» **Problem**
Repeat exactly the lines of the entries below from the one with "underscore in event names" through the one with "some of the wording", both ends included, and nothing else.
:: Dataset extract ::
PR #1841, opened 2021-07-24
Bug ($persist) Multiple components

SimoTod:
This PR fixes an anomaly which we can see on the documentation page: https://alpinejs.dev/plugins/persist.

When there are 2 components on the same page using the same property, the last one is setting the value in local storage as expected but when reloading the page, only the first component is initialised correctly whilst the second component uses the default of the first one. I appreciate this is not a real use case, the 2 components won't communicate with each other out of the box after the page is loaded so they would behave weirdly but I think they should be consistent.

To replicate
- go to https://alpinejs.dev/plugins/persist#how-it-works
- scroll down to the example (note that above there is another example using the same component)
- increment the counter
- reload the page
- note that the component in https://alpinejs.dev/plugins/persist#magic-persist behaves correctly but the component in https://alpinejs.dev/plugins/persist#how-it-works doesn't 

I've also added a couple of tests for booleans and objects.

Discussed in #1834

### DIFF
--- a/packages/persist/src/index.js
+++ b/packages/persist/src/index.js
@@ -10,7 +10,7 @@ export default function (Alpine) {
                 ? storageGet(lookup)
                 : initialValue
 
-            setter(initialValue)
+            setter(initial)
 
             Alpine.effect(() => {
                 let value = getter()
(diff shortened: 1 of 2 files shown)


calebporzio:
This is great - thanks @SimoTod

dsturm:
Thank you @SimoTod! 🎉

PR #2603, opened 2022-01-22
Add noreturn modifier to x-trap

AndrewMonty:
There may be scenarios where you don't want to return the previous focus state after `x-trap` evaluates to false.

Consider a dropdown that is triggered by focusing a search input. If focus is returned to the input after closing the dropdown, it would just trigger the dropdown to open again.

A new modifier `x-trap.noreturn` would prevent this behavior.


calebporzio:
Wow, this is the perfect PR. Great use case, presented well, docs and tests included, abides by coding style. Thank you for going the extra mile ❤️

PR #2668, opened 2022-02-13
Update debounce.js

sacarvy:
Hope that this implementation, is going to help.

Although My first contribution, 🤗


calebporzio:
Thanks for this contribution! However, I don't see the value it adds and it diverges from some of the coding style of Alpine - so unfortunately I'm going to close this. But don't give up on contributions! Thanks!

PR #2682, opened 2022-02-17
Focus trap doesn't release focus when the element is removed from the dom

SimoTod:
If the focus trap is active and the element is removed from the dom, focus doesn't get released and tabbing around the page becomes impossible. This happens in Alpine if the focus is combined to x-if.
```html
    <button @click="open = true">open</button>
    <template x-if="open">
        <div x-trap="open">
            <button @click="open = false">close</button>
        </div>
    </template>
</div>
 ```

Before https://github.com/alpinejs/alpine/pull/2556/files this was coincidentally working because the effect wasn't released correctly but it doesn't work anymore in v3.9.0

### DIFF
--- a/packages/focus/src/index.js
+++ b/packages/focus/src/index.js
@@ -3,7 +3,7 @@ import { focusable, tabbable, isFocusable } from 'tabbable'
 
 export default function (Alpine) {
     let lastFocused
-    let currentFocused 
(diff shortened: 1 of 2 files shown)


calebporzio:
Perfect, thanks @SimoTod !!

PR #2701, opened 2022-02-26
Docs - fix x-teleport modal example

mjdiloreto:
Came across this inconsistency on the docs page, where the rendered example does not match the example code.

 Not _very_ confusing... but a little confusing.

Screen Shot 2022-02-26 at 10 42 52 AM


calebporzio:
Thanks!

PR #2711, opened 2022-03-01
Removed non breaking space

tschallacka:
The non breaking space gives issues in webpack where it may be transformed into
 
```javascript
l.setAttribute('style', cache ||Â '')
```

image


calebporzio:
Weird, thanks though!

PR #2712, opened 2022-03-02
Fix morhdom sibling cleanup bug

calebporzio:


tests/cypress/integration/plugins/morph.spec.js
```diff
@@ -255,3 +255,34 @@ test('can morph text nodes',
         get('h2').should(haveHtml('Foo <br> Baz'))
     },
 )
+
+test.only('can morph with added element before and siblings are different',
```
VicGUTT, line 259: @calebporzio This is probably not intentional _(referring to the `.only`)_, right ? ^^

PR #2721, opened 2022-03-04
Ensure `Alpine.closestDataStack` exists

joshhanley:
When implementing the Morph plugin in Livewire, Livewire's tests were using an old version of Alpine, as such were getting the below error.

Screen Shot 2022-03-04 at 9 01 23 pm

This PR ensures `Alpine.closestDataStack` exists, before using in the Morph plugin, as it wasn't introduced until 3.5.2.

Didn't add a test for it, as wasn't sure how to run a test using an older version of Alpine in Cypress.

Hope this helps!

### DIFF
--- a/packages/morph/src/morph.js
+++ b/packages/morph/src/morph.js
@@ -23,7 +23,7 @@ export async function morph(from, toHtml, options) {
 
     // If there is no x-data on the element we're morphing,
     // let's seed it with the outer Alpine scope on the page.
-    if (window.Alpine && ! from._x_dataStack) {
+    if (window.Alpine && window.Alpine.closestDataStack && ! from._x_dataStack) {
         toEl._x_dataStack = window.Alpine.closestDataStack(from)
 
         toEl._x_dataStack && window.Alpine.clone(from, toEl)


SimoTod:
Morph was released in v3.5.2 so it's expected. In general, official plugins and Alpine should be on the same version to guarantee full compatibility. Any reason why you can't just update Alpine? This Pr will still require you to use a different plugin version, you would update the plugin instead of updating alpine.
Otherwise, people could argue that every plugin should be backwards compatible with v3.0 (mostly impossible because they use features that are introduced in later versions).

joshhanley:
@SimoTod oh yeah agreed! People should install the same plugin version as Alpine version in their own apps.

But I'm currently replacing Morphdom in Livewire's core with Morph. So while it requires the `@alpinejs/morph` package, we're only making using of the Morph function, not the plugin itself.

Due to that though, we have no control over which version of Alpine is installed in an app, so we have to make sure it runs regardless of which Alpine version a user may have installed.

I actually ran into it because Livewire's tests use Alpine V2 and an old V3 version (3.0.6) 😅

This is the draft PR, if you're interested https://github.com/livewire/livewire/pull/4758

SimoTod:
Ah, I see. In this case, given it's an internal thing, it's probably fine 😂

joshhanley:
Haha ok sweet! 😁

calebporzio:
Good calls here - thanks @SimoTod and @joshhanley

joshhanley:
No worries!

PR #2725, opened 2022-03-05
Fix Morph missing next sibling when replacing element

joshhanley:
When morphing inline elements, Morph is currently adding a space before the "!" in the test.

With this as the starting from and to elements:

image

Running morph results in this:

image

This PR adds a failing test for this use case.

It also removes the `.only` left on the previous morph testcase.

I have some ideas on why this is happening so will have a play with it.

Hope this helps!

### DIFF
--- a/packages/morph/src/morph.js
+++ b/packages/morph/src/morph.js
@@ -207,7 +207,7 @@ async function patchChildren(from, to) {
             } else {
                 let added = addNodeTo(currentTo, from) || {}
 
-                await breakpoint('Add element: ' + added.outerHTML || added.nodeValue)
+                await breakpoint('Add element: ' + (added.outerHTML || added.nodeValue))
 
                 currentTo = dom(currentTo).nodes().next()
 
--- a/packages/morph/src/morph.js
+++ b/packages/morph/src/morph.js
@@ -278,11 +278,14 @@ async function patchChildren(from, to) {
             }
         }
 
+        // Get next from sibling before patching in case the node is replaced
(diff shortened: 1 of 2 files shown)


joshhanley:
Turns out that this was due to `currentTo.nextSibling` returning `null` after the element had been patched. In this case, it was because the `<span>` was replaced with `<b>`, as such `currentTo` didn't have any reference to what the next sibling was anymore.

Have pushed up a fix to this PR.

Hope this helps!

packages/morph/src/morph.js
```diff
@@ -207,7 +207,7 @@ async function patchChildren(from, to) {
             } else {
                 let added = addNodeTo(currentTo, from) || {}
 
-                await breakpoint('Add element: ' + added.outerHTML || added.nodeValue)
+                await breakpoint('Add element: ' + (added.outerHTML || added.nodeValue))
```
joshhanley, line 210: For text nodes, the nodeValue wasn't outputting, so had to add brackets for it to output properly

tests/cypress/integration/plugins/morph.spec.js
```diff
@@ -256,7 +256,7 @@ test('can morph text nodes',
     },
 )
 
-test.only('can morph with added element before and siblings are different',
+test('can morph with added element before and siblings are different',
```
joshhanley, line 259: Removed the `.only` so all tests would run

joshhanley:
No worries!

PR #2733, opened 2022-03-05
Feature/destroy scope

SimoTod:
This is not properly a bug but a lot of people are expecting to have access to the current scope in the destroy callback, similarly to what happens in init so they can do stuff like
```html
<div x-data="{
  foo: null,
  init() {foo = setInterval(() => console.log('tick'), 1000)},
  destroy() {clearInterval(foo)}
}">
```

Note, there are workarounds such as storing data on the global object or inside the function scope when using Alpine.data but they are not obvious ones.

The feature is undocumented so I don't think it's a bug but more of a nicety. Feel free to close it if you think it's not important or there is a specific design choice behind it.

Failing test applied to the current build: https://github.com/SimoTod/alpine/runs/5433954162?check_suite_focus=true#step:6:273


calebporzio:
This makes total sense - thanks @SimoTod!

PR #3702, opened 2023-08-08
clarify execution order of `init`

browner12:
there are multiple ways to run code on Alpine initialization, so this clarifies the order of execution of the object `init()` method vs the `x-init` directive.


ekwoka:
Nice!

calebporzio:
Good context, thanks!

PR #3707, opened 2023-08-12
Add ability to get registered data

apih:
This PR adds the ability to get registered data in `Alpine.data()`. This will allow a use case like this:

```js
Alpine.data('Component1', {
  // bla bla
});

Alpine.data('Component2', {
  // bla bla
});

Alpine.data('Component3', {
  ...Alpine.data('Component1'),
  ...Alpine.data('Component2'),
});
```

### DIFF
--- a/packages/alpinejs/src/datas.js
+++ b/packages/alpinejs/src/datas.js
@@ -1,7 +1,11 @@
 
 let datas = {}
 
-export function data(name, callback) {
+export function data(name, callback = null) {
+    if (callback === null) {
+        return datas[name]
+    }
+
     datas[name] = callback
 }
 


ekwoka:
You can just do that in the x-data

```js
x-data="{...Component1, Component2}"
```

Just know this will break getters/setters

apih:
I am not aware that getters and setters will break when merged using spread operator. Mainly because I rarely use getters and setters. Will need to be careful in the future then.

ekwoka:
Yeah, it makes sense when you think about it. If you enumerate the properties and values on an object, getters won't be getters, they will be the key and the value got from running that getter at that moment.

similarly, setters aren't enumerable at all.

the `defineProperties` method actually finds out the full description of the property (enumerable? configurable? read only? getter? setter?) and replicates all of that to the new object.

calebporzio:
Good insight @ekwoka - thanks!

PR #3716, opened 2023-08-21
Document destroy method in Alpine.data

maritaria:
Document the `destroy()` method of components on the docs page for `Alpine.data`. Includes an example allowing the reader to easily play and experiment with the behavior.


maritaria:
Additionally, the `essentials/lifecycle` may also benefit from a link to the `Alpine.data` page, as the `destroy()` method is not mentioned in the lifecycle at all.

ekwoka (approved):
I like it 👍

PR #3727, opened 2023-08-25
Fixed a variable typo

sakanjo:
Fixed an issue that causes an error to happen when the magic method is not registered: `caught ReferenceError: directiveName is not defined`


calebporzio:
Thanks!

PR #3729, opened 2023-08-25
fix(morph): currentNode can also be null, not just undefined, fixes #3728

levu42:


ekwoka:
#3762

joshhanley:
@levu42 thanks for the PR! Any chance you could add a test for this? Thanks!

levu42:
@joshhanley not easily, since, as I described in #3728 I can't reproduce it in a minimal test case. I have it happen in a bigger Livewire project, but my tries to make a minimal test case weren't successful so far.

joshhanley:
@levu42 yeah I just tried too, and couldn't replicate it using morph alone outside of a Livewire context.

calebporzio:
Thanks!

PR #3737, opened 2023-08-30
x-if warning if used on non-template

jonas-grobe:
Added a warning if x-if is used on a tag other than template (similar to x-teleport warning).

### DIFF
--- a/packages/alpinejs/src/directives/x-if.js
+++ b/packages/alpinejs/src/directives/x-if.js
@@ -5,8 +5,11 @@ import { initTree } from '../lifecycle'
 import { mutateDom } from '../mutation'
 import { walk } from "../utils/walk"
 import { dequeueJob } from '../scheduler'
+import { warn } from "../utils/warn"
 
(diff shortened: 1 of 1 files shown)


packages/alpinejs/src/directives/x-if.js
```diff
@@ -5,8 +5,11 @@ import { initTree } from '../lifecycle'
 import { mutateDom } from '../mutation'
 import { walk } from "../utils/walk"
 import { dequeueJob } from '../scheduler'
+import { warn } from "../utils/warn"
 
 directive('if', (el, { expression }, { effect, cleanup }) => {
+    if (el.tagName.toLowerCase() !== 'template') warn('x-if can only be used on a <template> tag', el)
```
ekwoka, line 11:
```suggestion
    if (!el instanceof HTMLTemplateElement) warn('x-if can only be used on a <template> tag', el)
```

ekwoka (changes requested):

calebporzio:
Good call, thanks!

PR #3743, opened 2023-09-02
:bug: Passes through modifiers in x-bind

ekwoka:
Fixes #3742 

When attempting to bind attributes that contain `.`, x-bind greedily consumes them even when they are not valid modifiers for x-bind.

this allow unrecognized bind modifiers to be passed through to the bound attribute

Maybe it should just pass all modifiers through for simplicity?


calebporzio:
Thanks for contributing!

In order to keep this project as focused and maintainable as possible, I'm going to close this pull request.

PR #3756, opened 2023-09-12
:white_check_mark: Allows underscore in event names

ekwoka:
Solves #3023 

Allowing underscores in event names

Test includes


calebporzio:
Thanks!

PR #3762, opened 2023-09-14
update CSP build/installation docs

browner12:
there has been a lot of confusion on how to use the CSP build, so this commit hopefully clears them up, and provides more explicit instructions on how to "build from source".

some of the wording and code examples make it seem like an NPM package is available, so we'll update that to avoid confusion.


calebporzio:
Thanks!

PR #3764, opened 2023-09-14
use normal single quotes

browner12:
use a standard single quote, which is common practice, and is consistent with the rest of the repo.


ekwoka (approved):

calebporzio:
Thanks!

PR #3765, opened 2023-09-15
:sparkles: Names expression evaluators

ekwoka:
This PR adds the expression as a name to the evaluator function. While Alpine logging information about the expression is helpful, many tools like sentry won't fully track or associate those warning logs with the actual error.

This change allows the expression to show as the name of the function in the stack trace itself making hunting down errors much easier.

Screenshot 2023-09-15 at 1 35 53 PM


calebporzio:
Good calls - thanks!

PR #4852, opened 2026-07-01
Fix `x-mask` attribute changes on `x-model` inputs

### LINKED ISSUE #10377: Dynamic `x-mask` broken when used together with `wire:model`
### Livewire version

v4.3.3

### Laravel version

v13.18.0

### PHP version

8.5.7

Chrome on macOS

When dynamically determining `x-mask` for a text input, the mask fails to work properly when the field also has `wire:model` and `x-mask` changes inbetween renders.

Considering the example below:

1. Starting with country 'FR' and postal code '12345' in a field masked '99999'
2. Change the country to 'BE' and the postal code changes to '1234' adhering to the mask '9999'. The mask still works fine.
3. Change the country back to 'FR' (check your web developer console to ensure that `x-mask` has been updated again) and type a number in the input. It won't show up. If you type the same number again, it will show up. If you type another number, the input is still limited to 4 numbers (instead of the expected 5).

- This behaviour doesn't occur if the field doesn't have `wire:model`.
- Bissecting shows this bug was introduced between v4.2.2 and v4.2.3 (presumably the Alpine update from v3.15.8 to v3.15.9)

```php
<?php

use Livewire\Attributes\Computed;
use Livewire\Component;

new class extends Component {
    public string $country = 'FR';
    public string $postalCode = '12345';

    #[Computed]
    public function mask()
    {
        return $this->country === 'FR' ? '99999' : '9999';
    }
};

?>
```
```blade
<form wire:submit="save">
    <select wire:model.live="country">
        <option value="FR">France</option>
        <option value="BE">Belgium</option>
    </select>
    <input wire:model="postalCode" x-mask="{{ $this->mask }}">
    <button type="submit">Save</button>
</form>
```

_No response_

`x-mask` is supposed to work properly after changing between renders

joshhanley:
# The Scenario

When Livewire morphs an input that uses both `wire:model` and `x-mask`, changing the server-rendered `x-mask` attribute can leave the input using a previous mask.

In this example, the input starts with a five-digit French postal code mask, changes to a four-digit Belgian mask, then changes back to the five-digit French mask. The `x-mask` attribute updates, but the input remains limited by the older four-digit mask.

```php
use Livewire\Attributes\Computed;
use Livewire\Component;

new class extends Component {
    public string $country = 'FR';
    public string $postalCode = '12345';

    #[Computed]
    public function mask()
    {
        return $this->country === 'FR' ? '99999' : '9999';
    }
};
```

```blade
<form>
    <select wire:model.live="country">
        <option value="FR">France</option>
        <option value="BE">Belgium</option>
    </select>

    <input wire:model="postalCode" x-mask="{{ $this->mask }}">
</form>
```

# The Problem

The mask directive wraps `el._x_forceModelUpdate` so programmatic model updates are formatted before they are applied to the input.

When an existing `x-mask` attribute changes, Alpine treats that as directive cleanup followed by directive initialisation. The cleanup aborts the directive's event listeners, but it does not restore `el._x_forceModelUpdate`.

That means every reinitialised mask wraps the updater currently on the element. Previous masks stay in the update chain, so an older four-digit mask can still trim a value after the element has changed back to a five-digit mask.

# The Solution

The solution is to let the mask directive unregister the model updater wrapper it installs.

The directive now keeps a reference to its wrapper and restores the previous updater during cleanup, but only when the element is still using that exact wrapper. This avoids removing a newer wrapper that may have been installed after another directive initialisation.

Fixes livewire/livewire#10377

### DIFF
--- a/packages/mask/src/index.js
+++ b/packages/mask/src/index.js
@@ -3,8 +3,12 @@ export default function (Alpine) {
     Alpine.directive('mask', (el, { value, expression }, { effect, evaluateLater, cleanup }) => {
         let templateFn = () => expression
         let lastInputValue = ''
+        let undoModelUpdate = () => {}
+        let cleanedUp = false
 
         queueMicrotask(() => {
+            if (cleanedUp) return
+
             if (['function', 'dynamic'].includes(value)) {
                 // This is an x-mask:function directive.
 
@@ -51,7 +55,7 @@ export default function (Alpine) {
                 }
 
                 let updater = el._x_forceModelUpdate
-                el._x_forceModelUpdate = (value) => {
+                let update = (value) => {
                     // If the model value was cleared (e.g. the parent object was
                     // removed), just clear the input — don't format and write back
                     // as that would resurrect the model path with an empty value.
@@ -69,13 +73,23 @@ export default function (Alpine) {
                     updater(value)
                     el._x_model.set(value)
                 }
+
+                el._x_forceModelUpdate = update
+
+                undoModelUpdate = () => {
+                    if (el._x_forceModelUpdate === update) {
+                        el._x_forceModelUpdate = updater
+                    }
+                }
             }
         })
 
         const controller = new AbortController()
 
         cleanup(() => {
+            cleanedUp = true
             controller.abort()
+            undoModelUpdate()
         })
 
         el.addEventListener('input', () => processInputValue(el), {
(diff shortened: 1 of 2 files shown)


calebporzio:
Traced this through `mutation.js` (removed-attrs cleanup runs before added-attrs init, so the wrapper chain stays depth-1) and verified the Cypress test fails on main and passes with the fix. The identity guard on restore handles the x-model-reinit case nicely, and dropping the `cleanedUp` microtask guard is safe since any dead wrapper gets clobbered by x-model re-init. Ready to merge.

PR #4865, opened 2026-07-28
Fix stale effects after `x-data` replacement

### LINKED ISSUE #4864: x-text stops reacting to data changes after Livewire morph (data stays correct, binding goes dead)
### Description

I'm seeing an intermittent bug where an `x-text`-bound element stops reacting to changes in its own component's data after a Livewire morph, while the underlying reactive data itself remains correct. It happens inside a Livewire v3 app, so the DOM updates are driven by Livewire's `morph2()` (which wraps `Alpine.morph()` + `Alpine.transaction()`), not `x-if`/`x-for`.

Setup: a small Alpine component (`x-data`) with a `select(id, value)` method that sets `selectedId`/`selectedValue`, and a `<div x-text="selectedValue != null ? selectedValue : placeholder">` inside a `<button>`. The component root has a `wire:key` that stays stable across ordinary selections (it only changes when a separate, unrelated field changes server-side).

### Symptom

After enough interaction (typically: select an option, wait for the resulting Livewire round-trip/morph to settle showing the correct value, then select a different option), the button's displayed text sometimes stops updating and stays on the previous value, permanently, not just for one tick. Confirmed via direct inspection, not just visual:

```js
const el = document.querySelector('[wire\\:key^="dropdown-sizeId"]');
const data = Alpine.$data(el);
data.selectedValue; // "12" - correct, reactive data updated fine
el.querySelector("button div").textContent; // "3" - stale

// proving it's not just a stale read - the binding itself is dead:
data.selectedValue = "PROBE";
el.querySelector("button div").textContent; // still "3", no reaction at all
```

The element still has registered effects (`el.querySelector('button div')._x_effects.size === 2`), and manually invoking them (`_x_runEffects()`) does correctly write the current value - so the effect closure itself is fine, but it's no longer being triggered by writes to the reactive property it's supposedly watching.

### What I ruled out

- Not stale data - `Alpine.$data()` is correct throughout.
- Not something already fixed - Version is Alpine v3.15.12 (bundled with Livewire v3.8.1, the latest release on Livewire's still-maintained v3.x branch). This already includes the reactive-effect-transactions work in #4731 and the morph/`$wire` fixes in livewire/livewire#9951. Livewire v4.3.3 (the latest overall) bundles the same Alpine v3.15.12, so this isn't specific to the v3.x branch.
- Not our own app-specific mitigations - I tried debouncing the client → server save call (to reduce morph frequency) and forcing a full rebuild via a dynamic `wire:key` suffix keyed to a related field; neither prevented the desync.
- Tried to isolate in a minimal `jsdom` harness using the exact bundled `alpinejs@3.15.12` + `@alpinejs/morph@3.15.12`, mirroring Livewire's `Alpine.transaction(() => Alpine.morph(...))` wrapping and a direct `Alpine.cloneNode(fromEl, toEl)` call on the matched label-div pair (since that's what `context.patch()` does for every matched node during a morph, and by the time it reaches a nested element its `to` ancestor already shares the same live `_x_dataStack` as `from` - so the throwaway effect created by `cloneNode`'s `dontRegisterReactiveSideEffects` reads the _same_ reactive property as the real persistent effect). Neither overlapping transactions nor the direct `cloneNode` collision reproduced the sticky variant in isolation, only a transient one-tick lag that self-heals. So the real trigger seems to depend on something about the larger tree / nested component structure / real network timing that I haven't isolated yet.

### Versions

- alpinejs: 3.15.12 (via livewire/livewire v3.8.1's bundled build, also present in v4.3.3)
- @alpinejs/morph: 3.15.12
- Laravel: 12, PHP 8.4

### What I'm asking

I don't have a minimal, deterministic reproduction yet - this writeup is the evidence I have have, in case the symptom (an effect surviving as a registered-but-no-longer-triggered subscription after a morph) rings a bell, or points at where else to look. Happy to instrument further / share more of our app-level repro steps if useful.

joshhanley:
# The Scenario

When a Livewire update changes values rendered into a keyed Alpine component's `x-data` expression, the component state resets correctly but a descendant `x-text` binding can continue displaying its previous value.

In this example, selecting the first option displays `One`. Replacing the available options causes Livewire to morph the existing element with a new `x-data` expression. Although `selectedValue` resets to `null`, the label can remain stuck on `One` and ignore subsequent changes to the current scope.

```blade
<?php

use Livewire\Component;

new class extends Component {
    public array $options = ['One', 'Two'];

    public function replaceOptions(): void
    {
        $this->options = ['Three', 'Four'];
    }
};

?>

<div>
    <button wire:click="replaceOptions">
        Replace options
    </button>

    <div
        wire:key="options"
        x-data="{
            options: {{ Js::from($options) }},
            selectedValue: null,
        }"
    >
        <button
            type="button"
            x-on:click="selectedValue = options[0]"
        >
            Select first option
        </button>

        <span x-text="selectedValue ?? 'No option selected'"></span>
    </div>
</div>
```

# The Problem

When Alpine observes a changed `x-data` attribute, it cleans up the existing directive and initialises the replacement.

The cleanup removes the original reactive object from the component's data stack. The replacement expression is then wrapped in a new reactive object.

Descendant directives are not reinitialised because their elements and attributes have not changed. Their evaluators still reference the original reactive object, while `Alpine.$data()` returns the replacement. Effects therefore remain registered but no longer react to writes made through the component's current scope.

Repeated attribute changes can also initialise the final expression more than once, producing duplicate scope entries.

# The Solution

The solution is to update the existing reactive `x-data` object instead of replacing it with a new one.

This keeps descendant bindings connected to the same object they were originally watching. Alpine applies values from the new `x-data` expression to that object and removes properties that are no longer present.

Getters and setters are copied without converting them into plain values.

Alpine now distinguishes between replacing an `x-data` attribute and removing it entirely. Replacements preserve the reactive object, while removals continue to destroy and release the component normally.

Multiple changes to the same attribute in one mutation batch are combined so the final expression is only initialised once.

Effects created by `$persist` are released when their owning `x-data` expression is replaced. This prevents old persistence effects from accumulating.

PR #4759 previously explored updating the existing reactive object in place. This implementation was developed independently and differs in several important ways.

It only retains the reactive object during a confirmed attribute replacement. Removing `x-data` does not leave the old component data attached to the element.

It also preserves getters and setters, removes obsolete lifecycle properties, prevents duplicate scopes during repeated mutations, and cleans up interceptor effects created by `$persist`.

Related to PR #4759
Fixes #4864

### DIFF
--- a/packages/alpinejs/src/directives.js
+++ b/packages/alpinejs/src/directives.js
@@ -119,7 +119,7 @@ export function getElementBoundUtilities(el) {
         evaluate: evaluate.bind(evaluate, el),
     }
:::
» **Written solution**
:white_check_mark: Allows underscore in event names

ekwoka:
Solves #3023 

Allowing underscores in event names

Test includes


calebporzio:
Thanks!

PR #3762, opened 2023-09-14
update CSP build/installation docs

browner12:
there has been a lot of confusion on how to use the CSP build, so this commit hopefully clears them up, and provides more explicit instructions on how to "build from source".

some of the wording and code examples make it seem like an NPM package is available, so we'll update that to avoid confusion.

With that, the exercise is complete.